The isolation of benzo[a]pyrene-degrading strain and its cometabolic bioremediation with salicylic acid of long-term PAH-polluted soil

Polycyclic aromatic hydrocarbons (PAHs) are typical contaminants in soil, and the high-molecular-weight (HMW) PAHs are especially recalcitrant to remove. Microbial degradation as a promising approach has been used in PAH-polluted soil remediation; however, the removal of HMW PAHs still needs to be further explored. In order to isolate more HMW-PAH-degrading strains and improve the removal of HMW PAHs in long-term contaminated soil. Benzo[a]pyrene (BaP), as a representative HMW PAH was selected to explore the removal of HMW PAHs from soil. A BaP-degrading strain named Achromobacter xylosoxidans B-2 was isolated, and its degradation ability was explored in mineral salt medium (MSM) and PAH-contaminated soil.
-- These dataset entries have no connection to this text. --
PR #77, opened 2021-07-21
Move to Grafana Juju topology, relabel `instance` to something matching Juju topology

rbarry82:
Relabel instance so it's all consistent when pods restart instead of using an IP address.

As part of the rebase, also pull in the new Grafana consumer library which uses Juju topology.


src/charm.py
```diff
@@ -353,7 +340,7 @@ def _prometheus_config(self):
 
         logger.debug("Prometheus config : {}".format(scrape_config))
 
-        return yaml.dump(scrape_config)
+        return yaml.dump(scrape_config, default_flow_style=True)
```
balbirthomas: I am surprised. I presume you really want to enforce "non block" style. I would have assumed this was the default.

balbirthomas (approved):

src/charm.py
rbarry82: It's really because:

```
yaml.dump({
  "key": "[__value__]"
  })
```

Will spit out:
```
key: '[__value__]'
```

Which Prometheus won't parse. To match exactly as:
```
source_labels: [__address__]
```
Or:
```
source_labels: [juju_model, juju_model_uuid, ...]
```

"non block" style was required, since pyyaml considers '[' dangerous in YAML. After a little more testing once I knew it worked, I removed the flow. Prometheus parses block-style YAML arrays just fine, despite it not being in any docs. The last patch changed this back.

Issue #7772, opened 2021-11-04
[PNI] subcategories - you can save new categories with the same name as old ones


Pomax:
This will cause a slug resolution conflict, so we should make sure that when people try to save a new category it checks to see if that name isn't already taken.

Pomax:
this got merged already

PR #7997, opened 2021-12-09
[7644] Add product category validation

### LINKED ISSUE #7644: [PNI] - Subcategories - harden the subcategory form/save logic
The initial subcategory code from #7641 allows for some things we may want to "lock down";

- categories can be nested infinitely deep
- categories can technically be linked up into a cycle

Let's harden that code a little so that at the very least that last option isn't possible anymore, and then possibly lock down the first option, too.

From @richbrennan: 
> In case it might be useful, I've been meaning to investigate this for nested categories: https://posts-by.lb.ee/building-a-configurable-taxonomy-in-wagtail-django-94ca1080fb28

richbrennan:
Closes #7644 and #7772

Adds validation to avoid:

- Categories with the same name
- Category being a descendent of itself
- Categories being nested too deep

**Link to sample test page**: https://foundation-s-feature-76-cx7ws7.herokuapp.com/cms/snippets/wagtailpages/buyersguideproductcategory/

Review site password: https://mozilla.slack.com/archives/CBKP2SG94/p1639070578008300

To test, go to the page above and try the following:

- Creating or editing a category to have the same name as an existing one
- Making a category a descendent of itself by setting it to be its own parent or a child of one if it's children
- Creating categories more than 2 levels deep

## Checklist

**Tests**


network-api/networkapi/wagtailpages/forms.py
```diff
@@ -0,0 +1,23 @@
+from wagtail.admin.forms import WagtailAdminModelForm
+
+
+class BuyersGuideProductCategoryForm(WagtailAdminModelForm):
+    def clean_name(self):
+        name = self.cleaned_data["name"]
+        if (
+            self.instance.__class__.objects.filter(name=name)
```
Pomax, line 8: let's just make this `name__iexact=name` for maximum cleanliness =D

network-api/networkapi/wagtailpages/pagemodels/products.py
```diff
@@ -202,6 +203,14 @@ def get_parent(self):
...
         return BuyersGuideProductCategory.objects.filter(parent=self)
 
+    def get_ancestors(self, inclusive=False):
+        ancestors = []
+        node = self if inclusive else self.parent
+        while node:
+            ancestors.insert(0, node)
+            node = node.parent
+        return ancestors
+
```
Pomax, line 213: It feels like we shouldn't need this: given the level of nesting we're allowing atm, if a parent has a parent, that's a signal that something's going wrong already.

network-api/networkapi/wagtailpages/forms.py
```diff
@@ -0,0 +1,23 @@
...
+        return name
+
+    def clean_parent(self):
+        parent = self.cleaned_data["parent"]
+        if parent:
+            ancestors = parent.get_ancestors(inclusive=True)
+            if len(ancestors) > 2:
+                self.add_error("parent", "Categories can only be three levels deep.")
+            if self.instance in ancestors:
+                self.add_error("parent", "A category cannot be a decendent of itself.")
```
Pomax, line 22: We probably don't need an ancestor chain here: if a parent has a parent, this category's already in too deep.

Pomax (changes requested):

network-api/networkapi/wagtailpages/pagemodels/products.py
richbrennan: I think that's answered [this question](https://github.com/mozilla/foundation.mozilla.org/issues/7644#issuecomment-989003970) :+1:

Pomax: ah, missed that comment. Replied, but for now let's go with depth 1.

Pomax (approved):

PR #7999, opened 2021-12-09
Replace cypress with playwright

### LINKED ISSUE #7711: Replace Cypress with Playwright
The combination of docker and cypress has led to a situation where we can run cypress in CI context, where node and python run side by side, but not easy in local dev context, where different docker containers run node and python codebases. We need to rewrite how the cypress tasks work for local testing so that they fire up the correct Docker containers for us to do visual/integration testing with.

### update

Given how much headaches cypress is giving, this issue was morphed into swapping Cypress out for Playwright

Pomax:
Closes #7711

This replaces Cypress with Playwright, with updated Percy integration (using the new percy/cli rather than the older now obsolete percy-exec github action).

### To run this locally:

- grab branch
- `inv catchup`
- `npm install`
- run `docker-compose up`
- run `npm run tailwind` in a second terminal (for now)
- run `npm run playwright` in a THIRD terminal - this will run the integration tests. Of which there is all of one right now.
- or, run `npm run playwright:urls` to check our slew of URLs for 200/404-ness
- or, run `npm run playwright:visual` to get page screenshots
  - this last one will generate a timestamped screenshots dir inside `./tests`

### To run this on github:

it already does, as part of the CI for this PR.


tests/wait-for-images.js
```diff
@@ -0,0 +1,41 @@
...
+  page.on(`console`, console.log);
+
+  const images = page.locator("img");
+
+  return new Promise(async (resolve, reject) => {
+    let cutoff = 20;
+    (async function testLoaded() {
+      // force-load all lazy content
+      await images.evaluateAll((imgs) => {
+        const visible = Array.from(imgs).filter(i => i.offsetParent !== null)
```
Pomax, line 17: If an element isn't visible due to `display:none` anywhere on it or its ancestors, `e.offsetParent` will be null

danielfmiranda (approved):
Hi Pomax, thanks for providing easy-to-follow instructions. 

Everything seems to be working as expected on my local machine, and when I look at the CI tests I see there are mentions of playwright. 

Approving!

fessehaye (changes requested):
```
$ npm run playwright:urls

> playwright:urls
> wait-on -i 3000 http://localhost:8000/cms && playwright test ./tests/urls.spec.js     

Using config at C:\Users\Simon\Documents\GitHub\foundation.mozilla.org\playwright.config.js
ReferenceError: FoundationURLs is not defined
```

looks like it is missing an import?

Pomax:
@fessehaye indeed, looks like the url file was missing the fomo and mozfest URL imports - updated =D

fessehaye (approved):
Thanks for the update!

PR #8008, opened 2021-12-14
7768 - PNI - add animations for categories and products

### LINKED ISSUE #7768: PNI - add animations for categories and products
Animations related to the product search page. Including navigating the category header and the transitions for hiding and showing products.

fessehaye:
Closes #7768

Cosubstrates were added to enhance the removal of PAHs in soil. The results showed that A. xylosoxidans B-2 could remove 87% of BaP at a concentration of 1 mg/L within 15 days in MSM. The average removal efficiency of HMW PAHs in soil was 19.92% after 30-day bioremediation by A. xylosoxidans B-2. Salicylic acid as cosubstrate increased the removal efficiency by 11.32%-14.66% for five-ring PAHs and 9.72%-13.02% for six-ring PAHs, respectively. The addition of cosubstrate not only improved the soil properties but also stimulated the soil microbial activity to enhance the removal of HMW PAHs. This study may provide new insights into bioremediation for HMW-PAH-contaminated soil.

Automated summary

In this study, a BaP-degrading strain named Achromobacter xylosoxidans B-2 was isolated and its degradation ability was explored in mineral salt medium (MSM) and PAH-contaminated soil. The results showed that A. xylosoxidans B-2 could remove 87% of BaP in 15 days in MSM and the average removal efficiency of HMW PAHs in soil was 19.92% after 30-day bioremediation. In addition, the addition of cosubstrates increased the removal efficiency of PAHs.